There was an offended pause at the other end.
‘I'm
sorry, if I've barged in on something—'

‘It's not that, but—' I tried to swallow back my impatience. ‘I have got something on just at the moment, and anyway it's a bit late to begin on family politics isn't it. How about facing it over a spot of lunch tomorrow?'

‘Sorry, I'm booked for lunch.' I knew he wasn't.

‘Then see me as soon as I've settled in. About ten. Remind me when I get in, will you?'

I hung up sharply. If he was upset, what the hell. I thought I would make one more call. I rang Ray French.

Ray answered it himself. I could hear a piano going in the background.

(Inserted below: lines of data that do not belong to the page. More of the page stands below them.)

Issue #466, opened 2019-03-26
Exception-free unpackXXX


xerial:
- MessageCodec[A].unpackJson(json:String): Option[A] returns Option[A], but in writing code we need to focus on the logic for using the result A of reading JSON.

- Can we return A without caring about Exception handling? 
- What should be the default error handling if we cannot parse the input json as A type?

xerial:
We added 
- toJson (can throw an exception)
- unpackJson (exception-free)

Similarly:
- toMsgpack (can throw an exception)
- unpackMsgpack (exception-free)

PR #515, opened 2019-06-14
Add convenient methods to convert JSON <-> Scala object

takezoe:
Add convenient methods for JSON conversion to `JSONCodec`.

At first, I thought to add these methods to `aiframe-json`. However, since `airframe-codec` depends on `airframe-json`, adding these methods to `airframe-json` side causes a cyclic dependency between `airframe-json` and `airframe-codec`. So I decided to add these methods to `airframe-codec` side.

Do you have a better idea?

### DIFF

‘This is Mike Granville,' I said. ‘ I suppose you haven't seen anything of Lynn today, have you?'

‘Wait a jiffy.' There was a pause. The piano stopped in mid-phrase. ‘Shades of Carl Philip Emmanuel. What did you say?'

‘I wondered if you'd seen Lynn today.'

‘I haven't
seen
her. I rang her about six this evening but alas, no reply. What's the matter, have you lost her?'

‘Temporarily. She's probably out somewhere and forgotten the time. I thought I'd check just in case you were the culprit.'

‘No, old boy. What hour is it? Yes, it's late for a little girl to be out. Sure your phone can
receive
calls?'

‘Yes, I've just had one. Never mind, I expect she'll turn up any minute now. Thanks.'

‘You're welcome. Oh, I say …' as I was about to ring off.

‘Yes?'

‘Lynn did say when she telephoned me on Monday something about being away this weekend. I said I might drop in on Saturday with some brand-new records she'd ordered and she said she might be away then. But of course you'll know about that.'

I said, to give myself time to think: ‘Well, it's only Thursday night yet, isn't it?'

‘Of course. Anyway when she does turn up ask her to ring me in the morning, will you.'

‘I will. Goodbye.'
‘Goodbye.'

When someone isn't home when you expect them to be, when after a decent interval they still don't turn up and send no message and have left no note, it's natural to get a bit anxious. But there's still a lack of decisive event. There's no warning blip on a radar screen. There's no exact moment before which it was silly to ring the police or the nearest hospital and after which it's silly not to. Your ears are all the time waiting for the click of the door, the quick familiar footstep and the breathless glove-peeling apology.